忠叔笑着摇了摇头,意味深长地说道:“这大明的江山,老仆也算是走过大半了,这各地的民风民俗虽有不同,但唯有在那处是相同的,这大明朝上下,也就有些家财的乡贤在没有这些勾当罢了,毕竟嘛,民不举官不究是真的,但若是当官的一准往这上面查,总归是能找出问题来的。”
杨尚荆点点头,不过还是有些犹疑:“只是……这平民百姓既然都是如此做派,我若是揭开了盖子,会不会闹出民变来?”
“民不与官斗。”忠叔意味深长地说道,“莫说是几个泥腿子,便是一县的泥腿子加起来,也未必敢和官府正面斗的。”
杨尚荆深吸了一口气,点了点头,也就不再追问下去了,想来也是,碍于知识水平、见识等等一系列因素,别说是封建年代的平民百姓了,就是搁在几百年之后的工业化时代,只要不是被逼的完全没了活路,平民又有几个会揭竿而起的?民不与官斗,这可是一条铁律了。
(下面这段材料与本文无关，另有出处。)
PR #1136, opened 2018-02-15
[7.5.x] JBPM-6828 - REST endpoint containers/{containerId}/processes/instance…

tsurdilo:

### DIFF
--- a/jbpm-services/jbpm-kie-services/src/main/java/org/jbpm/kie/services/impl/ProcessServiceImpl.java
+++ b/jbpm-services/jbpm-kie-services/src/main/java/org/jbpm/kie/services/impl/ProcessServiceImpl.java
@@ -17,6 +17,7 @@
 package org.jbpm.kie.services.impl;
 
 import java.util.ArrayList;
+import java.util.Arrays;
 import java.util.Collection;
 import java.util.Collections;
 import java.util.HashMap;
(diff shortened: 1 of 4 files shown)


tsurdilo:
related jiras RHBA-392, RHBPMS-5120

mswiderski:
7.5 branch is no longer updated so I don't think we need it here

tsurdilo:
@krisv can you please comment on this. you mentioned we might need a pr for 7.5.x for consistency but it seems we don't as @mswiderski said. Please let us know what you think. Thanks.

krisv:
@tsurdilo @mswiderski  7.5.x branch is still active, it's the RHDM 7.0.x product branch.  So yes, this should go in there.  It's 7.6.x that is no longer maintained.

mareknovotny:
@tsurdilo don't forget to push this on master too

mswiderski:
@krisv this does not have any value for RHDM as it is part of jBPM kie server extension which is disabled in RHDM.

@mareknovotny it's already on master

krisv:
@mswiderski agreed, and I discussed this with Edson, we believe it might be better for consistency to cherry-pick all fixes we do to 6.5.x to more recent product branches (7.5.x in this case) and master of course, so our supported streams don't diverge.

PR #133, opened 2021-02-20
Update body text property name

marwenx:
Updates the name of the body text property from the deprecated `body1` to `bodyText2` in the asset `material_app_theme_data`. This matches the description in the [api docs page](https://api.flutter.dev/flutter/material/ThemeData-class.html#material.ThemeData.2) for `ThemeData`. ([source code](https://github.com/flutter/flutter/blob/9b2d32b605/packages/flutter/lib/src/material/theme_data.dart#L154))

| Before        | After
| :-------------: |:-------------:|
| material_app_theme_data (original)    | material_app_theme_data |


goderbauer (approved):
LGTM

HansMuller:
This example and its diagram are out of date. The AppBar and FAB's colors default to the theme's ColorScheme. The updated digram is an improvement, so LGTM. Both the example and the diagram do need another update though.

PR #134, opened 2021-02-23
add FilterQuality diagram

yjbanov:
Add a diagram showing the effect of `FilterQuality` on scaled images.

Bonus: exit with a non-zero code when any of the worker jobs fail.


bin/generate.dart
```diff
@@ -348,11 +349,33 @@ class DiagramGenerator {
...
     }
   }
 }
 
+/// Sets the exit code to 1 if at least one of the jobs failed.
+void _checkJobResults(List<WorkerJob> jobs) {
+  if (jobs.any(_hasJobFailed)) {
+    // We're already printing the error message. All that's left is set
+    // the exit code.
+    exitCode = 1;
```
Hixie, line 363: can you return 1 here and have the exitCode be set outside this? In general code is easier to reason about if it does not cause changes outside of its own state.

Hixie (approved):
LGTM modulo minor comments
LGTM

bin/generate.dart
yjbanov: Done. Consolidated error reporting into `GeneratorException`.

Hixie: that works. thanks.

PR #136, opened 2021-03-10
Leading distribution documentation assets

LongCatIsLooong:
https://github.com/flutter/flutter/issues/72521

Breakdown of vertical components `line-height` comprises, and side-by-side comparison of common text height configurations. I'll explain what "Configuration X" is in the API docs:
- Configuration 1: `TextLeadingDistribution.proportional`
- Configuration 2: `TextLeadingDistribution.proportional` and `applyHeightToFirstAscent = false`
- Configuration 3: `TextLeadingDistribution.even` 
- Configuration 4: `TextLeadingDistribution.even` and `applyHeightToLastDescent = false`

The captions are slightly illegible at 30% scale:


packages/diagrams/lib/src/text.dart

这一彪人马很快来到了城南的那块水浇地上,杨尚荆仔细看了看地形,这一整片着实是上好的水浇地,旁边就是一条汇入永宁江的小河,虽然因为气候问题,河水并不深,但的的确确是灌溉方便的,他低下头来拈起一块土来,用手捻了捻,以他高中干过三年地理课代表的经验来说,这是标准的红壤,虽然肥力上比不得黑土,也算是浙江地界儿上中规中矩的土地了。
杨尚荆在摆弄着土,旁边儿早就围上来一圈儿的老百姓,因为是下地干活的缘故,这些人都是露胳膊挽袖子,一脚丫子的泥土,或许是之前打的太过激烈,现在还有不少人脸上、胳膊上带着淤伤,看着杨尚荆啧啧称奇,县太爷本人啊,这帮老百姓平日里半辈子也未必见得到一回。
“地,是一块好地,但人……可就不一定喽。”杨尚荆直起腰来,将手中的土扔掉,结果一方手帕擦了擦手,颇有些感慨地说道,“本地的里正何在?”
皇权不下县是常态,可一旦下了县,也绕不开本地的乡贤,这里正就是乡贤的代表,杨尚荆当然是要找他了,当然了,里面也有一层兴师问罪的意思在。
过了好一会儿,也没人回答,杨尚荆的眉头慢慢皱了起来,李继一看风头有点儿不对,连忙张嘴又问了一遍:“县尊问了,此地的里正何在?”
一个气喘吁吁的人挤开了人群,咕咚一声就跪下了:“回禀县尊老爷,本地里正黄仁安黄老爷子今日受了凉寒,现正在家中卧床不起,怕是不能来见县尊了。”
逃的不仅仅很果断,还很彻底啊,官儿不踩病人,这一病,自己就连冲上门去兴师问罪的由头都没了,这姜……还真是老的辣啊。
杨尚荆默默地点点头,这才说道:“好,既然本地里正病了,本官就不等了,来人呐,拿鱼鳞图册来,核对此间天地大小、形状,以断定谁家有罪!”
这会儿黄三儿身上已经不往下淌血了,他跪在地上,伸手抓着土地,使劲儿地握着,心里也不知道想着什么,张老六抬着头,眼珠子叽里咕噜乱转,显然心里也在盘算着什么事儿。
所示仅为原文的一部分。